Various attempts have been made regarding the study of agriculture using remote sensing. The basic idea is to use and interpret these remotely sensed images such as MODIS, Landsat, Sentinel, AVHRR, ASTER, and VIRRS and produce user-friendly datasets that have the capacity to distinguish between agricultural land and others. The National Land Cover Datasets (NLCD) produced by USGS, for example, has few classes that distinguish cropland from others. The Cropland Data Layer (CDL) produced by the U.S. Department of Agriculture goes even further to classify different crop types such as corn, rice, wheat, and others. The NASA funded Global Food Security-Support Analysis Data (GFSAD30 ) provide high-resolution global cropland data and their water use that contributes towards global food security in the twenty-first century. The GFSAD30 products are derived through multi-sensor remote sensing data (e.g., Landsat, MODIS, AVHRR), secondary data, and field-plot data and aims at documenting cropland dynamics from 1990 to 2017. There are various other datasets produced at global, regional, and local scale that focus on providing detailed, comprehensive, and consistent geospatial datasets at different temporal and spatial scale.
Remote Sensing in agriculture
The application of remote sensing in agriculture ranges from simply identifying the patches of cropland to sophisticated applications like precision agriculture. The easy (free) assess to remotely sensed data (via USGS) and the advancement of geo-spatial analysis tools have triggered the studies in a vigorous way. However, due to some technical limitations, budget, and time constraints, the studies are lagging behind. Let’s give a quick look at how remote sensing has helped in agriculture:
1. Land Cover Mapping
Land cover mapping is one of the most popular applications of remote sensing. Land cover mapping focuses on distinguishing different land cover types on the earth’s surface. These land cover include cropland, grassland, forest, water, urban area, and others. While mapping the land cover, the remotely sensed images such as Landsat are processes by integrating with multi-source ancillary datasets such as temperature, elevation, precipitation using some robust classifiers such as decision-tree or support vector machine, then a hierarchical theme-based post-classification is done for generating land cover products at different temporal, spectral, and spatial scales.
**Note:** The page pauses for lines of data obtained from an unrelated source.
PR #280, opened 2016-04-13
[Batch / Graphviz / JSON] Added tests

Briles:
Simply adds some test files


wbond:
`syntax_test_batch_file.bat` is missing scope names for a bunch of the assertions

Briles:
Should be good now, I removed the assertions without scopes.

wbond:
Thanks for these

PR #281, opened 2016-04-13
[RegExp] Support non-range numeric quantifiers

michaelblyons:
Allow support for `a{3}` in addition to the existing `a{3,}`, `a{2,3}`, and `a{,3}`. If it is a problem that this makes `a{}` a "valid" regex, let me know, and I'll fix it up.

### DIFF
--- a/Regular Expressions/RegExp.sublime-syntax
+++ b/Regular Expressions/RegExp.sublime-syntax
@@ -25,7 +25,7 @@ contexts:
     - include: escaped_char
     - include: charset
     - include: group
-    - match: '([?*+][?+]?)|\{\d*,\d*\}'
+    - match: '([?*+][?+]?)|\{\d*,?\d*\}'
       scope: keyword.operator.quantifier.regexp
 
   group:
--- a/Regular Expressions/RegExp.sublime-syntax
+++ b/Regular Expressions/RegExp.sublime-syntax
@@ -25,7 +25,7 @@ contexts:
     - include: escaped_char
     - include: charset
     - include: group
-    - match: '([?*+][?+]?)|\{\d*,?\d*\}'
+    - match: '([?*+][?+]?)|\{\d+(,\d*)?\}'
       scope: keyword.operator.quantifier.regexp
 
   group:
--- a/Regular Expressions/syntax_test_regexp.re
+++ b/Regular Expressions/syntax_test_regexp.re
@@ -94,11 +94,17 @@
 a{9}
 #^^^ keyword.operator.quantifier.regexp
 
-a{,9}
-#^^^^ keyword.operator.quantifier.regexp
-
 a{1,9}
 #^^^^^ keyword.operator.quantifier.regexp
 
 a{9,}
 #^^^^ keyword.operator.quantifier.regexp
+
+a{,9}
+#^^^^ - keyword.operator.quantifier.regexp
+
+a{,}
+#^^^ - keyword.operator.quantifier.regexp
+
+a{}
+#^^ - keyword.operator.quantifier.regexp
--- a/Regular Expressions/syntax_test_regexp.re
+++ b/Regular Expressions/syntax_test_regexp.re
@@ -90,3 +90,15 @@
 (?#foobar)
 #^^^^^^^^^ string.regexp.group
 #^^^^^^^^ comment.line.number-sign
+
+a{9}
+#^^^ keyword.operator.quantifier.regexp
+
+a{,9}
+#^^^^ keyword.operator.quantifier.regexp
+
+a{1,9}
+#^^^^^ keyword.operator.quantifier.regexp
+
+a{9,}
+#^^^^ keyword.operator.quantifier.regexp


Regular Expressions/RegExp.sublime-syntax
```diff
@@ -25,7 +25,7 @@ contexts:
     - include: escaped_char
     - include: charset
     - include: group
-    - match: '([?*+][?+]?)|\{\d*,\d*\}'
+    - match: '([?*+][?+]?)|\{\d*,?\d*\}'
```
jfcherng: A regex `{}` just means literal `{}` and so does `{,}`.

May use this one.
`- match: '([?*+][?+]?)|\{,\d+\}|\{\d+,?\d*\}'`

image

Regular Expressions/RegExp.sublime-syntax
```diff
@@ -25,7 +25,7 @@ contexts:
     - include: escaped_char
     - include: charset
     - include: group
-    - match: '([?*+][?+]?)|\{\d*,\d*\}'
+    - match: '([?*+][?+]?)|\{\d+(,\d*)?\}'
```
FichteFoll: How does this regex match `{,9}`, as indicated by the tests?

Regular Expressions/RegExp.sublime-syntax
```diff
@@ -25,7 +25,7 @@ contexts:
     - include: escaped_char
     - include: charset
     - include: group
-    - match: '([?*+][?+]?)|\{\d*,?\d*\}'
+    - match: '([?*+][?+]?)|\{\d+(,\d*)?\}'
```
jfcherng: It looks like `{,9}` may be a quantifier in some languages. Now it goes to wbond's decision.

--

Just tried in ST's console.
```python
>>> re.search(r'a{,9}', 'b') is None
False
```
So `a{,9}` matches `b` in Python 3.3.

--

Meanwhile, for Javascript, the console in Google Chrome,
```javascript
> /a{,9}/.test('b')
false
```
So, `a{,9}` is treated as plain text in Javascript.

FichteFoll:
Maybe those invalid quantifier groups should get highlighted as `invalid`? I don't think any regex engine allows those and just errors instead.

I was actually surprised to see that `{,9}` is not valid, but it also makes sense because specifying a lower boundary is always possible, which can't be said for the higher boundary.

Regular Expressions/RegExp.sublime-syntax
FichteFoll: `a{,9}` doesn't actually match `b` though. It's an empty match.

```py
>>> import re
>>> m = re.search(r'a{,9}', 'b')
>>> m.start(), m.end()
(0, 0)
```

jfcherng: Sorry for the confusion. What I want to say is it would get a False since `a{0}` can match a empty string in the string `b`.

michaelblyons:
@FichteFoll See @jfcherng's line comment: It's a legitimate string in both Python 3 and Chrome's Javascript engine, but interpreted by one as a quantifier and by the other as a string of characters.

Personally, I think `{,4}` is undesirable as a quantifier: Do you want 0-4 of the preceding token? Or 1-4? Adding one more character makes it unambiguous. Highlighting syntax from someone else's code is important, too, though.

jfcherng:
@michaelblyons Since @FichteFoll has found `comment: Matches Oniguruma's Ruby regexp syntax` in the syntax file, then the syntax file is for Oniguruma unless wbond changes his mind. The target becomes clear so we should following Oniguruma's rules. Python or Javascript is not important now. :+1:

FichteFoll:
@michaelblyons: I edited my post two times, if you missed that.

The situation at hand is similar to the one for "Shell Script" where it has to be decided whether one syntax definition should "rule them all" or multiple flavors should be added for the different engines. Python already has its own definition anyway. ST uses Boost for its find an replace feature (where regex highlighting is primarily used afaik, in the widgets) and other syntaxes most likely include the global `source.regexp` scope in their languages without keeping 100% feature parity.

wbond:
When a `{}` pair is not a valid quantifier, it is used as literal characters to match on. This is true for the various engines I have tried.

Currently this syntax is used by the find panel, which ST3 currently uses boost for. The only other place it is referenced in the default packages is via Clojure. I have no idea what engine Clojure uses.

While Oniguruma (and Sublime's new regex engine as of build 3110) support `{,#}`, it appears to be a non-standard extension and is not supported by boost or other engines.

Since the primary function of this syntax is to highlight what Sublime Text will actually interpret as regex characters in the Find and Find in Files panels, we should *not* highlight `{}`, or `{,#}`. Only `{#}`, `{#,}` and `{#,#}` should be highlighted.

wbond:
The comment about Oniguruma should be removed.

jfcherng:
So it becomes something like `\{\d+,?\d*\}`.

image

michaelblyons:
The test cases line up with @wbond's comment, and the syntax definition passes those tests. The matching expression could be changed to @jfcherng's suggestion if people like that better, but it doesn't need to.

Thanks to @FichteFoll for pointing out the Oniguruma reference. I can remove it or change it to boost.

wbond:
This looks good, thanks!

Land cover mapping has helped researchers as well as stakeholders in decision/policy making, planning the agro-based economy, management of food supply, water resources management, so on so forth. The identification of crop-types, on the other hand, helps in best management practices, deciding the crop types to cultivate, and forecasting the crop yields. The integration of crop-types with current and historical weather and climate, crop yield models, soil characteristics, and market condition hell build decision support system which in return helps in crop management including selecting crop based on field and soil type, developing the treatment plans to improve crop yields and reduce the risk of diseases or pest damage.
Precision agriculture also called as Precision farming and site-specific crop management refers to a group of techniques, technologies, and management strategies designed to optimize plant growth and farm profitability by adjusting treatments to suit variable biophysical conditions that occur within an agricultural field instead of applying the same treatment uniformly across the entire area. Precision agriculture uses new technologies like remote sensing, GIS, and GPS to increase crop yields and profitability while lowering the levels of traditional inputs needed to grow crops (land, water, fertilizer, herbicides, and insecticides). In other words, a controlled way of farming where farmers can decide what crops to plant, what nutrient (and what amount) to use, and when to farm based on the models and algorithms developed using advanced technologies like GPS and GIS tools.
The use of remote sensing to monitor the crop condition during growing season and GIS technology to analyze the results has made it possible to identify the problems and map their location. In addition, use of GPS to collect field-data of soil samples and integrating these results with current and historical weather and climate data help making the best decisions in terms of choosing the best crop types, supplying the nutrients, and using the proper treatments.
Due to the advancement in remote sensing and added functionalities in GIS, the characterization, modeling, and mapping of almost any crops have been possible—which is to say, the future of precision agriculture heavily relies upon GIS and Remote Sensing.
2. Regional Crop Condition Monitoring
The remotely sensed data used in conjunction with historical and current crop data, weather data, and field reports provide an overall assessment of the crop and food supply situation–and integration of these data with digital maps of administrative boundaries, recent price and market conditions on food stocks and consumption rates can be used to predict the prospects of current crops. Various interactive Web-based tools are developed to maintain these information.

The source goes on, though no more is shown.